With a locking mechanism, the client managing the transaction attempts to acquire a lock on each cell in the writeset (the set of changes in data performed by the transaction) before committing. If it succeeds in acquiring the lock, and no other transaction has written to the cells since the start of the client’s transaction, it can commit, as it knows that no other transaction can write to the cell after the lock has been acquired. Once the commit has completed, the client can release the locks on the cells. If the client fails to acquire the lock on any cell or some other transaction has written to it since the start of the transaction, then the transaction is aborted.

For example, Google Percolator uses a locking mechanism in its transactional system, and so do other subsequent academic and open source transaction managers for NoSQL datastores.
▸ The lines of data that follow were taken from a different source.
PR #23, opened 2024-02-05
218135 Add opentelemtry and tracing for logger and requests

d3rky:


pyproject.toml
```diff
@@ -15,6 +15,7 @@ requests = "2.31.*"
 django = "4.2.*" # should it be a dependency of the extension ? it is already a dependency of the sdk.
 
 # Remove when devmock is not needed anymore
+azure-monitor-opentelemetry-exporter = "^1.0.0b21"
```
ffaraone, line 18: Why this is a dependency of the extension ?

swo/mpt/extensions/runtime/djapp/conf/default.py
```diff
@@ -132,7 +132,8 @@
             "style": "{",
         },
         "rich": {
```
ffaraone, line 134: IMO when the extension is running NOT in local/dev environment, the rich logging handler must be disabled.
Probably is better to add the OTEL fields to the verbose formatter.

swo/mpt/extensions/runtime/djapp/conf/default.py
```diff
@@ -165,6 +166,13 @@
     },
 }
 
+
+# OpenTelemetry configuration
+SERVICE_NAME = os.getenv("SERVICE_NAME", "Swo.Extensions.AdobeVIPM")
+USE_APPLICATIONINSIGHTS = os.getenv("USE_APPLICATIONINSIGHTS", "True").lower() in ("true", "1", "t")
+APPLICATIONINSIGHTS_CONNECTION_STRING = os.getenv("APPLICATIONINSIGHTS_CONNECTION_STRING", "")
+LOGGING_ATTEMPT_GETTER = os.getenv("LOGGING_ATTEMPT_GETTER", "adobe_vipm.utils.get_attempt_count")
```
ffaraone, line 174: Do you think logging the number attempts is needed from the day 0 ?
When we switch from polling the API to get the events, to push the events to the extensions from the MPT platform, retries, delayed redeliveries etc should be controlled by the MPT platform.

If it is needed from the day 0 let's try to brainstorm if a better approach is possible.

swo/mpt/extensions/runtime/djapp/conf/default.py
```diff
@@ -165,6 +166,13 @@
     },
 }
 
+
+# OpenTelemetry configuration
+SERVICE_NAME = os.getenv("SERVICE_NAME", "Swo.Extensions.AdobeVIPM")
```
ffaraone, line 171: Probably we should think about something like:
Swo.Extensions.<unique_extension_id>
In any case, please change this default to some generic value not related to adobe.

swo/mpt/extensions/runtime/events/utils.py
```diff
@@ -31,5 +44,65 @@ def setup_client():
...
+
+
+def wrap_for_trace(func, event_type):
+    @wraps(func)
+    def wrapper(client, event):
+        tracer = trace.get_tracer(event_type)
+
+        match event_type:
+            case "orders":
+                object_id = event.data["id"]
```
ffaraone, line 88: The Event object already has an id field so I think this logic can be removed.
IMO who is responsible to set the right unique id is the event producer (now the poller, then the pusher).
We should try to let this wrapper as general as we can.

ffaraone (changes requested):

pyproject.toml
d3rky: Agree, auto added

swo/mpt/extensions/runtime/djapp/conf/default.py
d3rky: Well for today we have names of the service for that, but definitely - yes

swo/mpt/extensions/runtime/djapp/conf/default.py
d3rky: Yes, that's an important part since we have a not full cycle of processing like something failed and we reschedule the order somewhere in the middle. For sure in the future, it may be improved by the runtime. But we have what we have now :-)

swo/mpt/extensions/runtime/djapp/conf/default.py
d3rky: added to both, thanks

swo/mpt/extensions/runtime/events/utils.py
d3rky: Cool!

ffaraone (approved):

Locking systems can be problematic in a distributed setting and in the presence of process failures. If a client fails while holding a lock another process must clean up the locks held by that client. However, it is impossible to detect reliably if a client has failed or is just being slow. Normally this is dealt with using timeouts, after which the client is invalidated and its locks released. However, the timeout must be high enough to ensure that valid clients are not invalidated.

In lock-based systems, it is also possible for two transactions to repeatedly conflict with each other over multiple retries as there is no defined order in which locks must be acquired.

In a lock-free implementation, this type of livelock is not possible. Transactions can always make progress. A lock-free implementation has a centralized conflict-detection mechanism. To commit a transaction, each transaction writeset is sent to this mechanism to check for conflicts with the writesets of other concurrent transactions. If none of those transaction has written to any of the cells of the writeset since the start of the transaction, the transaction can commit. Otherwise the transaction is aborted. Omid uses a lock-free mechanism for conflict detection.

Snapshot Isolation

Isolation in ACID refers to the ability for multiple clients to act on a database without interfering with each other. There are various isolation levels, each making a different tradeoff between isolation and concurrent access to the database. Omid is only concerned with Snapshot Isolation.

Snapshot Isolation (SI) provides the users of a database with a consistent view of the database and the ability to detect write-write conficts between transactions. When a client starts a transaction, it is given a “snapshot view” of the database. A value read from a cell within this snapshot will always be the same, unless the transaction itself updates the cell.

To successfully commit a transaction within snapshot isolation, the system must ensure that no other transaction has written to any of the transaction’s written cells (that is, its writeset) since the start of the transaction.

That is, transactions with SI guarantees should read from their own data snapshot, being a data snapshot:

Immutable
Identified by creation time
Containing values committed before creation time

In Omid, transactions conflict iff:

Overlap in time, and…
… write to the same cell of a particular row

The following figure describes SI with an example: Snapshot Isolation

As depicted in the figure, transaction T2 overlaps in time with T1 and T3, but spatially:

T1 ∩ T2 = ∅
T2 ∩ T3 = { R4 }

So, transactions T1 and T2, despite overlaping in time, they do not overlap in the elements they modify, so they do not conflict. However, transactions T2 and T3 have a conflict because they overlap both in space (both modify R4) and time. Finally, Transaction T4 does not has conflicts with other transactions.

Compared to other isolation levels, SI offers good-enough consistency guarantees -although some anomalies may appear on data, e.g. write-skew- and performance, mainly due to the fact transactions are not aborted due to read-write conflicts. We took this into consideration and we decided to implement SI as the default isolation level for Omid.